▸ **EXERCISE BRIEF**
Transcribe word for word the lines below from the line with "- [x] Existing single-dispatch" through the line with "- **Fixed** —", ends included.

(Collected data entries)
··········
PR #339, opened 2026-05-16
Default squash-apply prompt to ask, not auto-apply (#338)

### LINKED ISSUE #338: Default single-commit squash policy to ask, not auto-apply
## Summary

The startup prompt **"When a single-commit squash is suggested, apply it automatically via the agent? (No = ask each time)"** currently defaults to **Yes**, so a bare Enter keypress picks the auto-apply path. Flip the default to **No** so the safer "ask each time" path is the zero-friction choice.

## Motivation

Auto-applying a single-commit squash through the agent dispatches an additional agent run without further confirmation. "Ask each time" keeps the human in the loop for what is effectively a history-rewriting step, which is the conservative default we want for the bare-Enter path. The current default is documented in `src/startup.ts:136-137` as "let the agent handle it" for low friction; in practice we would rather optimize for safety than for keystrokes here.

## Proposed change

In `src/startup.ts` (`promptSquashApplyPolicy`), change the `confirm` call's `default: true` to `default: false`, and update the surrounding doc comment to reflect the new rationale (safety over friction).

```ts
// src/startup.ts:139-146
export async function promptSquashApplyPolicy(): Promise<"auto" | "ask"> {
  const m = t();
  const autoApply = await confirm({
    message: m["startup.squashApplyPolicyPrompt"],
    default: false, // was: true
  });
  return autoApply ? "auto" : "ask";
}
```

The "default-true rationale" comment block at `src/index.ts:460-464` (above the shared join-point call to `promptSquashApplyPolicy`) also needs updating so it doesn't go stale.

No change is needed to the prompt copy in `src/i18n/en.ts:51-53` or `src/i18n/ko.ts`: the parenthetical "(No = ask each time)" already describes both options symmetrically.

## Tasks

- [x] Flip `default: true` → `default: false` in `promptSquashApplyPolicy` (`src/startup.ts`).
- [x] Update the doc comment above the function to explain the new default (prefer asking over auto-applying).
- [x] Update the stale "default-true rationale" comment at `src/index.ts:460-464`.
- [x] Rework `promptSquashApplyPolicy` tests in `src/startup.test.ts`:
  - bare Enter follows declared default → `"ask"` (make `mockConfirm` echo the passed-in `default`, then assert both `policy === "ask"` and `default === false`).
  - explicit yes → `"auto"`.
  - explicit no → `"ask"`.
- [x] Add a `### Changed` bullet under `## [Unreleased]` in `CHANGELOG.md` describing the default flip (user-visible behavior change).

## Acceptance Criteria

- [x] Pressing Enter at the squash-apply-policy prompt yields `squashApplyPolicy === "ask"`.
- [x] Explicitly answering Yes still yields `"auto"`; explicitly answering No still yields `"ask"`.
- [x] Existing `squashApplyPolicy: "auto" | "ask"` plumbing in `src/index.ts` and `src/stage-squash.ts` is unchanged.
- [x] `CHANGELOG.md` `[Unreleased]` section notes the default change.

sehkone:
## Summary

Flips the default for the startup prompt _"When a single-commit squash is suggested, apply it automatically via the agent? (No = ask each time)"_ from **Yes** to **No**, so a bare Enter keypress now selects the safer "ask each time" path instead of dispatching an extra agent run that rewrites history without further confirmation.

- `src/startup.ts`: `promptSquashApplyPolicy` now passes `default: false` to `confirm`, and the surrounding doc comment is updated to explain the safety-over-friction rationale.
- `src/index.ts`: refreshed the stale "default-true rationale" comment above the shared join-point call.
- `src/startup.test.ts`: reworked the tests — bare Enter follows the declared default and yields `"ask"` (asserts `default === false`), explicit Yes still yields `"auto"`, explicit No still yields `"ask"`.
··········
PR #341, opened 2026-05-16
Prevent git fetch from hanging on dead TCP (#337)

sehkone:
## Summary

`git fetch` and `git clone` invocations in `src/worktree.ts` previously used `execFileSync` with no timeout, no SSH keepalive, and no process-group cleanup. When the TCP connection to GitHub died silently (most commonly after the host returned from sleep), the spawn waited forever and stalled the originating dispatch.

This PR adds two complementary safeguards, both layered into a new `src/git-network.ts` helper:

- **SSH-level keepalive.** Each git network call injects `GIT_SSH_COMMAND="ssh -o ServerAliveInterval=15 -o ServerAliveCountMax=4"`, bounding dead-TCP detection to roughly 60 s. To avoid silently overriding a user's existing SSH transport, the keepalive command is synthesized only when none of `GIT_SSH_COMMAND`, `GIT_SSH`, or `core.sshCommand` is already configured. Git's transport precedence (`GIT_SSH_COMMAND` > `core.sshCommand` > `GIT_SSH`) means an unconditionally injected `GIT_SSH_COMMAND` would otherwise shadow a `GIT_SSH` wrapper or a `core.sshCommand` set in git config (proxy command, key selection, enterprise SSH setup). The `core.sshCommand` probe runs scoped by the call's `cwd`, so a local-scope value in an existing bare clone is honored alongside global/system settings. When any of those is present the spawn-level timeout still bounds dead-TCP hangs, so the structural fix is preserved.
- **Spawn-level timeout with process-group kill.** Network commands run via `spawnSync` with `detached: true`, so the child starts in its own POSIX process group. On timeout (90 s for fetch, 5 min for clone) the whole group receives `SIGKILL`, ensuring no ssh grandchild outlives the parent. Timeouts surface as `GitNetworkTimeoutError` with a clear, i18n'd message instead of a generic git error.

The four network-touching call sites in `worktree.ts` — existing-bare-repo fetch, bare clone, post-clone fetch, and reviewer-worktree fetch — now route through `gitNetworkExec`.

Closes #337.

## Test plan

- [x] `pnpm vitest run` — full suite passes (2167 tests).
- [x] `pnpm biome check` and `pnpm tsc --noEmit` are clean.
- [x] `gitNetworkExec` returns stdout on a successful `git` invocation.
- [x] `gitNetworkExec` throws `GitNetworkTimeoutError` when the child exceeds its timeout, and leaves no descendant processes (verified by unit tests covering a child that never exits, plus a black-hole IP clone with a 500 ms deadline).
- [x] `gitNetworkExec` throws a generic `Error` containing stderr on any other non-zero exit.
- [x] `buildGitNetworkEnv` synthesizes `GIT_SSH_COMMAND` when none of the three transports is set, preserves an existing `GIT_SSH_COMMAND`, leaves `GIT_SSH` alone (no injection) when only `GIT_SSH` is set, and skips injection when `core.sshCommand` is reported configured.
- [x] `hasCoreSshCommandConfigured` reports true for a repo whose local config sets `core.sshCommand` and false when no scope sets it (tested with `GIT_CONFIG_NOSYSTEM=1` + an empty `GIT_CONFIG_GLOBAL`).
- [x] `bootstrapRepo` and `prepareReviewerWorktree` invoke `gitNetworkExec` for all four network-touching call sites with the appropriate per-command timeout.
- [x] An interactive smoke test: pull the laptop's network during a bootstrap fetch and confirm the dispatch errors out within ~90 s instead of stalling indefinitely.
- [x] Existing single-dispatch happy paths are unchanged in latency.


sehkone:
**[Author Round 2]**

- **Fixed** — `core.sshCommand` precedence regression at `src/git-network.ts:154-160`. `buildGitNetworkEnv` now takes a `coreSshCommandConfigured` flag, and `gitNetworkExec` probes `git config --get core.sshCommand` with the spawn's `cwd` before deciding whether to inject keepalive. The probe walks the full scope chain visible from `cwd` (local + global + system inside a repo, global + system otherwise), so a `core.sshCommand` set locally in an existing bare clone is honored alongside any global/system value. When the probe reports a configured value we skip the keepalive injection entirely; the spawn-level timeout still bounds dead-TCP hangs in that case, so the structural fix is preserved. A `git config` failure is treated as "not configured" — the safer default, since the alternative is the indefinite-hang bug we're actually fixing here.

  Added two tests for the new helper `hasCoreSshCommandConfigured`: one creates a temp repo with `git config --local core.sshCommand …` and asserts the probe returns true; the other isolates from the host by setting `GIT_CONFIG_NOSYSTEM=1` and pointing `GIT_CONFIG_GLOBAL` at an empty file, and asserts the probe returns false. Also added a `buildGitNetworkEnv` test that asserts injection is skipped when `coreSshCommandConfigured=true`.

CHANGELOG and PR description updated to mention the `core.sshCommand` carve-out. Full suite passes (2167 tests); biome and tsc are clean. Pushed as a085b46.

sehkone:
··········
▸ **SOLUTION FOR THIS PROBLEM**
- [x] Existing single-dispatch happy paths are unchanged in latency.


sehkone:
**[Author Round 2]**

- **Fixed** — `core.sshCommand` precedence regression at `src/git-network.ts:154-160`. `buildGitNetworkEnv` now takes a `coreSshCommandConfigured` flag, and `gitNetworkExec` probes `git config --get core.sshCommand` with the spawn's `cwd` before deciding whether to inject keepalive. The probe walks the full scope chain visible from `cwd` (local + global + system inside a repo, global + system otherwise), so a `core.sshCommand` set locally in an existing bare clone is honored alongside any global/system value. When the probe reports a configured value we skip the keepalive injection entirely; the spawn-level timeout still bounds dead-TCP hangs in that case, so the structural fix is preserved. A `git config` failure is treated as "not configured" — the safer default, since the alternative is the indefinite-hang bug we're actually fixing here.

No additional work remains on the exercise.